Stored data entries
==================================================
PR #2274, opened 2018-06-13
Feature/zios 10130 adjust time values presets

billypchan:
## What's new in this PR?

Adjust timed messages expiry time to 10 seconds, 5 minutes, 1 hour, 1 day, 1 week or 4 weeks.

## Dependencies

Needs releases with:

- [ ]  update WireStyleKit for week icon
- [ ]  https://github.com/wireapp/wire-ios-data-model/pull/488


Wire-iOS/Sources/UserInterface/Conversation/InputBar/ConversationInputBarViewController.m
```diff
@@ -164,9 +164,16 @@ - (instancetype)initWithConversation:(ZMConversation *)conversation
         if (conversation != nil) {
             self.conversation = conversation;
             self.sendController = [[ConversationInputBarSendController alloc] initWithConversation:self.conversation];
-            self.conversationObserverToken = [ConversationChangeInfo addObserver:self forConversation:self.conversation];
-            self.typingObserverToken = [conversation addTypingObserver:self];
-            self.typingUsers = conversation.typingUsers;
+
+            if ([self.conversation respondsToSelector: @selector(managedObjectContext)]) {
```
mikeger: So this is just to allow testing? The code is not looking too user-friendly, may be there is some other way to make it work in tests? I think you can create the actual CoreData objects when sub-classing from `CoreDataSnapshotTestCase`.

Wire-iOS Tests/Mocks/MockConversation.m
```diff
@@ -72,4 +72,19 @@ - (BOOL)isCallingSupported;
     return NO;
 }
 
+- (NSTimeInterval)messageDestructionTimeout
+{
+    return 4;
```
alexaubry: I don't think we should return a value here. Maybe it's better to delete this getter to allow the consumers of the mock API to set the value they want through the property (ex: `conversation. messageDestructionTimeout = 15`)

billypchan:
@alexaubry I undo the changes in MockConversation after replace it with CoreDataSnapshotTestCase's converation. Thanks!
==================================================
> **Task instructions**: Set down an exact copy of the entries above.

> **Response for this exercise**:
PR #2274, opened 2018-06-13
Feature/zios 10130 adjust time values presets

billypchan:
## What's new in this PR?

Adjust timed messages expiry time to 10 seconds, 5 minutes, 1 hour, 1 day, 1 week or 4 weeks.

## Dependencies

Needs releases with:

- [ ]  update WireStyleKit for week icon
- [ ]  https://github.com/wireapp/wire-ios-data-model/pull/488


Wire-iOS/Sources/UserInterface/Conversation/InputBar/ConversationInputBarViewController.m
```diff
@@ -164,9 +164,16 @@ - (instancetype)initWithConversation:(ZMConversation *)conversation
         if (conversation != nil) {
             self.conversation = conversation;
             self.sendController = [[ConversationInputBarSendController alloc] initWithConversation:self.conversation];
-            self.conversationObserverToken = [ConversationChangeInfo addObserver:self forConversation:self.conversation];
-            self.typingObserverToken = [conversation addTypingObserver:self];
-            self.typingUsers = conversation.typingUsers;
+
+            if ([self.conversation respondsToSelector: @selector(managedObjectContext)]) {
```
mikeger: So this is just to allow testing? The code is not looking too user-friendly, may be there is some other way to make it work in tests? I think you can create the actual CoreData objects when sub-classing from `CoreDataSnapshotTestCase`.

Wire-iOS Tests/Mocks/MockConversation.m
```diff
@@ -72,4 +72,19 @@ - (BOOL)isCallingSupported;
     return NO;
 }
 
+- (NSTimeInterval)messageDestructionTimeout
+{
+    return 4;
```
alexaubry: I don't think we should return a value here. Maybe it's better to delete this getter to allow the consumers of the mock API to set the value they want through the property (ex: `conversation. messageDestructionTimeout = 15`)

billypchan:
@alexaubry I undo the changes in MockConversation after replace it with CoreDataSnapshotTestCase's converation. Thanks!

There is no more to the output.